• INFORMATION SHOWN
PR #5135, opened 2026-08-26
docs(stella-tools): move the calibration report's columns onto the function that computes them

### LINKED ISSUE #5124: main is red: prose fails on the merged tree

macanderson:
## What & why

`main` is red on the header-density ratchet, and has been since that ratchet landed. The canary filed #5124; this is the repair, on its own branch from a fresh `main`, per AGENTS.md's rule about not folding a shared-cell repair into an unrelated PR.

Closes #5124

### What actually broke, measured rather than inferred

The ratchet's **own commit was already over** for `stella-store`. Checked out `5e06f04a8` (the #5096 merge) and ran `python3 scripts/check-prose.py` there:

```
  crates/stella-store: 25.86 allowed, 26.02 mean header lines
```

So the tree has never been green on this gate: #5096 shipped a baseline its own tree exceeded. `stella-cli` and `stella-tools` went over afterwards. At `a7e1d3d33` all three were over — `stella-cli` 23.74, `stella-store` 26.02, `stella-tools` 35.77.

That matters for the fix: there is no single culprit commit to revert, and the issue's own text warns against reaching for one.

### The repair is the one the gate names

> A header is what this file does and what a reader must not do to it — two to four sentences. History belongs in the pull request, a design document, or the tracker.

**No paragraph is deleted.** Each moves onto the item it is about, where a reader meets it beside the code instead of eighty lines above it:

| From | To | Why there |
| --- | --- | --- |
| `export_ledger.rs` — the third watermark | `pending_enterprise_export_page` | it is the function that takes that cursor |
| `relevance_calibration.rs` — "what it prints" | `measure` | it computes every number in the list |
| `candidate_workspaces.rs` — the four properties of patch adoption | `adopt` | the header already pointed at `adopt` for two of them |
| `wrapper_candidate.rs` — the "what was broken" narrative | condensed to the sentence that says why the grant exists | the rest is this repository's history, which the gate says belongs in the tracker |

Each header keeps a pointer to where its section went, so nothing is harder to find than it was. Three of the four are among the longest headers in their crate: 115, 166 and 101 lines.

## The witness

- [x] No witness needed (docs) — because every change is a doc comment, and the check that was red is itself the test:

```
check-prose: OK -- 4177 grandfathered construction(s) in 1174 file(s), none added;
25 unit(s) within their header-length ceiling.
```

It fails on `main` (three units over) and passes here. The `make prose` step is the gate, and its output is above.

## The gate

- [x] `cargo fmt --check`
- [x] `cargo clippy -p stella-store -p stella-cli -p stella-tools --all-targets -- -D warnings`
- [x] `cargo doc -p stella-store -p stella-cli --no-deps` — clean, so every moved intra-doc link still resolves
- [x] `make guards-fast`, including the `prose` step that was red
- [x] No test deleted or renamed; `relevance_calibration` still reports its one `#[ignore]`d measurement

## Reviewers should know

**The baseline is untouched.** `scripts/prose-density-baseline.txt` is not in this diff — the gate says a red ratchet clears by cutting prose, never by raising a number, and that is what this does.

**This is a shared cell.** It is the PR every other open branch is waiting on, so it is deliberately small, mechanical, and confined to doc comments in four files. It is also worth labelling `unblocks-main` so `main-red-hold` does not block its own repair.

I claimed #5124 through `./scripts/main-red-claim.sh claim` before starting, so a second session reading the issue sees the claim rather than writing this twice.

## Nothing left behind

- [x] There is nothing: everything I noticed is fixed here.

One observation for whoever owns #5096, recorded on the issue rather than acted on here: a bootstrap that records a baseline its own tree exceeds makes the gate red on arrival for everybody, and `--bootstrap-density` could refuse to write a number the tree does not already meet.

## Summary by Sourcery

Reduce oversized module headers by relocating design documentation to the functions and methods it describes.

Enhancements:
- Move lengthy design and historical explanations from module-level documentation into the associated functions and methods, while preserving discoverability through concise cross-references.
- Condense the wrapper candidate module documentation to focus on the behavior and rationale relevant to its public grant mechanism.

Documentation:
- Reorganize documentation across the CLI, store, and tools modules to satisfy module-header length limits without removing substantive guidance.

### DIFF
--- a/crates/stella-cli/src/candidate_workspaces.rs
+++ b/crates/stella-cli/src/candidate_workspaces.rs
@@ -37,34 +37,9 @@
 //! ledger over one session's money
 //! ([`SessionSubAgents::dispatch_in_workspace`]).
 //!
-//! # Adoption applies a patch; it does not merge, commit, or rebase
-//!
-//! A candidate's output is **uncommitted working-tree bytes**, so adoption is
-//! `git diff` in the candidate and `git apply` on the real tree. Three
-//! properties follow, and each is the reason this shape was chosen over
-//! `cherry-pick`/`merge`:
-//!
-//! - **It is indistinguishable from the worker having done it.** The user's
-//!   own turn leaves working-tree changes; so does an adopted candidate. A
-//!   plugin cannot use best-of-N to put a commit in someone's history that
-//!   they did not write.
-//! - **It is all-or-nothing without needing to be made so.** `git apply` is
-//!   already atomic — it validates every hunk before writing any, and this
-//!   deliberately passes no `--reject`, so a patch that does not fit changes
-//!   nothing at all. The two refusals it produces are named on
-//!   [`SessionCandidateWorkspaces::adopt`].
-//! - **It applies at the repository's top level, never at the session's own
-//!   directory.** A patch's paths are top-relative, and `git apply` run from a
-//!   subdirectory filters them to what lies below the current directory —
-//!   finding nothing, applying nothing, and exiting **0**. See [`Layout`],
-//!   which exists for that one silent failure.
-//! - **It refuses rather than resolves.** There is no `--3way`, no merge
-//!   driver and no conflict-marker path: a candidate that no longer applies is
-//!   reported to the plugin as an `err`, and
-//!   [`CandidateFanouts::adopt`](stella_runtime::wrapper::CandidateFanouts)
-//!   guarantees the losing candidates are still on disk when it is. Resolving
-//!   a conflict is a judgement, and a host that made it silently would be
-//!   editing the user's tree on its own authority.
+//! Adoption applies a patch rather than merging, committing or rebasing.
+//! The four properties that follow from that are on
+//! [`SessionCandidateWorkspaces::adopt`].
 //!
 //! # It needs a git repository, and says so rather than pretending
 //!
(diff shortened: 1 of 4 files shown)


macanderson:
Closing as redundant: #5129 landed the same repair first and `main` is green — I re-ran `python3 scripts/check-prose.py` on `4f4f030cf` and it reports all 25 units within ceiling. #5124 is closed.

Both PRs picked the same three files (`candidate_workspaces.rs`, `export_ledger.rs`, `relevance_calibration.rs`) because they are the longest headers in their crates, which is the duplicate-repair shape #4672-#4674 documented. Worth recording that the claim mechanic did not prevent it here: `./scripts/main-red-claim.sh check` reported `#5124 is unclaimed` and I claimed it before starting. Whichever session wrote #5129 either started before the claim landed or did not check — no way to tell from here, and no harm done, but the mechanic is only as good as the step being taken.

One difference, recorded in case anyone wants it back rather than as an objection to what landed: #5129 **condensed** the prose in place (167 deletions against 63 insertions), while this branch **relocated** it onto the items it described — the third watermark onto `pending_enterprise_export_page`, the report columns onto `measure`, the adoption properties onto `adopt` — at roughly neutral line count. The condensed version is the one on `main` and I am not reversing it; the fuller text is in this branch's diff if a reader ever wants the longer argument for one of those three.

The finding from the investigation stands and is on #5124: the ratchet's own commit `5e06f04a8` was already over for `stella-store` (26.02 against a 25.86 baseline), so the gate was red on arrival rather than broken by a later merge. `--bootstrap-density` refusing to write a number the tree does not already meet would stop that recurring.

• ASSIGNED TASK
The records above must be restated. Preserve every word.

• WORKED SOLUTION
PR #5135, opened 2026-08-26
docs(stella-tools): move the calibration report's columns onto the function that computes them

### LINKED ISSUE #5124: main is red: prose fails on the merged tree

macanderson:
## What & why

`main` is red on the header-density ratchet, and has been since that ratchet landed. The canary filed #5124; this is the repair, on its own branch from a fresh `main`, per AGENTS.md's rule about not folding a shared-cell repair into an unrelated PR.

Closes #5124

### What actually broke, measured rather than inferred

The ratchet's **own commit was already over** for `stella-store`. Checked out `5e06f04a8` (the #5096 merge) and ran `python3 scripts/check-prose.py` there:

```
  crates/stella-store: 25.86 allowed, 26.02 mean header lines
```

So the tree has never been green on this gate: #5096 shipped a baseline its own tree exceeded. `stella-cli` and `stella-tools` went over afterwards. At `a7e1d3d33` all three were over — `stella-cli` 23.74, `stella-store` 26.02, `stella-tools` 35.77.

That matters for the fix: there is no single culprit commit to revert, and the issue's own text warns against reaching for one.

### The repair is the one the gate names

> A header is what this file does and what a reader must not do to it — two to four sentences. History belongs in the pull request, a design document, or the tracker.

**No paragraph is deleted.** Each moves onto the item it is about, where a reader meets it beside the code instead of eighty lines above it:

| From | To | Why there |
| --- | --- | --- |
| `export_ledger.rs` — the third watermark | `pending_enterprise_export_page` | it is the function that takes that cursor |
| `relevance_calibration.rs` — "what it prints" | `measure` | it computes every number in the list |
| `candidate_workspaces.rs` — the four properties of patch adoption | `adopt` | the header already pointed at `adopt` for two of them |
| `wrapper_candidate.rs` — the "what was broken" narrative | condensed to the sentence that says why the grant exists | the rest is this repository's history, which the gate says belongs in the tracker |

Each header keeps a pointer to where its section went, so nothing is harder to find than it was. Three of the four are among the longest headers in their crate: 115, 166 and 101 lines.

## The witness

- [x] No witness needed (docs) — because every change is a doc comment, and the check that was red is itself the test:

```
check-prose: OK -- 4177 grandfathered construction(s) in 1174 file(s), none added;
25 unit(s) within their header-length ceiling.
```

It fails on `main` (three units over) and passes here. The `make prose` step is the gate, and its output is above.

## The gate

- [x] `cargo fmt --check`
- [x] `cargo clippy -p stella-store -p stella-cli -p stella-tools --all-targets -- -D warnings`
- [x] `cargo doc -p stella-store -p stella-cli --no-deps` — clean, so every moved intra-doc link still resolves
- [x] `make guards-fast`, including the `prose` step that was red
- [x] No test deleted or renamed; `relevance_calibration` still reports its one `#[ignore]`d measurement

## Reviewers should know

**The baseline is untouched.** `scripts/prose-density-baseline.txt` is not in this diff — the gate says a red ratchet clears by cutting prose, never by raising a number, and that is what this does.

**This is a shared cell.** It is the PR every other open branch is waiting on, so it is deliberately small, mechanical, and confined to doc comments in four files. It is also worth labelling `unblocks-main` so `main-red-hold` does not block its own repair.

I claimed #5124 through `./scripts/main-red-claim.sh claim` before starting, so a second session reading the issue sees the claim rather than writing this twice.

## Nothing left behind

- [x] There is nothing: everything I noticed is fixed here.

One observation for whoever owns #5096, recorded on the issue rather than acted on here: a bootstrap that records a baseline its own tree exceeds makes the gate red on arrival for everybody, and `--bootstrap-density` could refuse to write a number the tree does not already meet.

## Summary by Sourcery

Reduce oversized module headers by relocating design documentation to the functions and methods it describes.

Enhancements:
- Move lengthy design and historical explanations from module-level documentation into the associated functions and methods, while preserving discoverability through concise cross-references.
- Condense the wrapper candidate module documentation to focus on the behavior and rationale relevant to its public grant mechanism.

Documentation:
- Reorganize documentation across the CLI, store, and tools modules to satisfy module-header length limits without removing substantive guidance.

### DIFF
--- a/crates/stella-cli/src/candidate_workspaces.rs
+++ b/crates/stella-cli/src/candidate_workspaces.rs
@@ -37,34 +37,9 @@
 //! ledger over one session's money
 //! ([`SessionSubAgents::dispatch_in_workspace`]).
 //!
-//! # Adoption applies a patch; it does not merge, commit, or rebase
-//!
-//! A candidate's output is **uncommitted working-tree bytes**, so adoption is
-//! `git diff` in the candidate and `git apply` on the real tree. Three
-//! properties follow, and each is the reason this shape was chosen over
-//! `cherry-pick`/`merge`:
-//!
-//! - **It is indistinguishable from the worker having done it.** The user's
-//!   own turn leaves working-tree changes; so does an adopted candidate. A
-//!   plugin cannot use best-of-N to put a commit in someone's history that
-//!   they did not write.
-//! - **It is all-or-nothing without needing to be made so.** `git apply` is
-//!   already atomic — it validates every hunk before writing any, and this
-//!   deliberately passes no `--reject`, so a patch that does not fit changes
-//!   nothing at all. The two refusals it produces are named on
-//!   [`SessionCandidateWorkspaces::adopt`].
-//! - **It applies at the repository's top level, never at the session's own
-//!   directory.** A patch's paths are top-relative, and `git apply` run from a
-//!   subdirectory filters them to what lies below the current directory —
-//!   finding nothing, applying nothing, and exiting **0**. See [`Layout`],
-//!   which exists for that one silent failure.
-//! - **It refuses rather than resolves.** There is no `--3way`, no merge
-//!   driver and no conflict-marker path: a candidate that no longer applies is
-//!   reported to the plugin as an `err`, and
-//!   [`CandidateFanouts::adopt`](stella_runtime::wrapper::CandidateFanouts)
-//!   guarantees the losing candidates are still on disk when it is. Resolving
-//!   a conflict is a judgement, and a host that made it silently would be
-//!   editing the user's tree on its own authority.
+//! Adoption applies a patch rather than merging, committing or rebasing.
+//! The four properties that follow from that are on
+//! [`SessionCandidateWorkspaces::adopt`].
 //!
 //! # It needs a git repository, and says so rather than pretending
 //!
(diff shortened: 1 of 4 files shown)


macanderson:
Closing as redundant: #5129 landed the same repair first and `main` is green — I re-ran `python3 scripts/check-prose.py` on `4f4f030cf` and it reports all 25 units within ceiling. #5124 is closed.

Both PRs picked the same three files (`candidate_workspaces.rs`, `export_ledger.rs`, `relevance_calibration.rs`) because they are the longest headers in their crates, which is the duplicate-repair shape #4672-#4674 documented. Worth recording that the claim mechanic did not prevent it here: `./scripts/main-red-claim.sh check` reported `#5124 is unclaimed` and I claimed it before starting. Whichever session wrote #5129 either started before the claim landed or did not check — no way to tell from here, and no harm done, but the mechanic is only as good as the step being taken.

One difference, recorded in case anyone wants it back rather than as an objection to what landed: #5129 **condensed** the prose in place (167 deletions against 63 insertions), while this branch **relocated** it onto the items it described — the third watermark onto `pending_enterprise_export_page`, the report columns onto `measure`, the adoption properties onto `adopt` — at roughly neutral line count. The condensed version is the one on `main` and I am not reversing it; the fuller text is in this branch's diff if a reader ever wants the longer argument for one of those three.

The finding from the investigation stands and is on #5124: the ratchet's own commit `5e06f04a8` was already over for `stella-store` (26.02 against a 25.86 baseline), so the gate was red on arrival rather than broken by a later merge. `--bootstrap-density` refusing to write a number the tree does not already meet would stop that recurring.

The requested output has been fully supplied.